The update BioFit score 624 continuously recalculates and refreshes the BioFit score based on incoming metrics from health metrics and activity 616. The update BioFit score 624 feeds recalculated values into PanomiQ engine 626 and pushes updated recommendations and insights to the mobile app 602 through the communication network and device integration layer.

The PanomiQ engine 626 acts as the centralized artificial intelligence infrastructure that generates BioFit scores, learns from continuously acquired data, and executes recommendation algorithms. The PanomiQ engine 626 processes variable inputs from BioFit score and profile 618 and health metrics and activity 616 and pushes precision recommendations to the mobile app 602 and update BioFit score 624.

In a case that no conflict occurs, the embodiments in the present disclosure and the features in the embodiments may be mutually combined. The foregoing descriptions are merely specific implementations of the present disclosure, but are not intended to limit the protection scope of the present disclosure. Any variation or replacement readily figured out by a person skilled in the art within the technical scope disclosed in the present disclosure shall fall within the protection scope of the present disclosure. Therefore, the protection scope of the present disclosure shall be subject to the protection scope of the claims.

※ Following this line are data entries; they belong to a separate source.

PR #648, opened 2021-09-06
Fix C_GetMechanismInfo to fail on non-allowed mechanisms

Jakuje:


src/lib/SoftHSM.h
```diff
@@ -489,7 +489,7 @@ class SoftHSM
 
 	CK_RV MechParamCheckRSAPKCSOAEP(CK_MECHANISM_PTR pMechanism);
 
-	bool isMechanismPermitted(OSObject* key, CK_MECHANISM_PTR pMechanism);
+	bool isMechanismPermitted(OSObject* key, CK_MECHANISM_TYPE pMechanism);
```
ueno: nit: `pMechanism` -> `mechanism` now that it's not a pointer?

src/lib/SoftHSM.cpp
```diff
@@ -12830,22 +12831,26 @@ CK_RV SoftHSM::MechParamCheckRSAPKCSOAEP(CK_MECHANISM_PTR pMechanism)
...
 
-	OSAttribute attribute = key->getAttribute(CKA_ALLOWED_MECHANISMS);
-	std::set<CK_MECHANISM_TYPE> allowed = attribute.getMechanismTypeSetValue();
+	/* If we have object, consult also its allowed mechanisms */
+	if (key) {
+		OSAttribute attribute = key->getAttribute(CKA_ALLOWED_MECHANISMS);
+		std::set<CK_MECHANISM_TYPE> allowed = attribute.getMechanismTypeSetValue();
 
-	if (allowed.empty()) {
+		if (allowed.empty()) {
```
ueno, line 13272: nit: Is this special case needed?

src/lib/SoftHSM.h
Jakuje: Thanks. Will fix.

src/lib/SoftHSM.cpp
Jakuje: Yes. The empty "allowlist" means that everything that is built-in is allowed. The followed check would result in "false" return value for all mechanisms if no allow list would be specified. But this deserves a comment, which I will add here.

Jakuje:
> @Jakuje Could you please rebase this branch on the latest develop and request a review again ? Thanks !

I can not seem to be able to request review, but the PR is rebased and looks like still working after 4 years anniversary! So ready for a review!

The foregoing descriptions of specific embodiments of the present technology have been presented for purposes of illustration and description. They are not intended to be exhaustive or to limit the present technology to the precise forms disclosed, and obviously many modifications and variations are possible in light of the above teaching. The embodiments were chosen and described in order to best explain the principles of the present technology and its practical application, to thereby enable others skilled in the art to best utilize the present technology and various embodiments with various modifications as are suited to the particular use contemplated. It is understood that various omissions and substitutions of equivalents are contemplated as circumstance may suggest or render expedient, but such are intended to cover the application or implementation without departing from the spirit or scope of the claims of the present technology.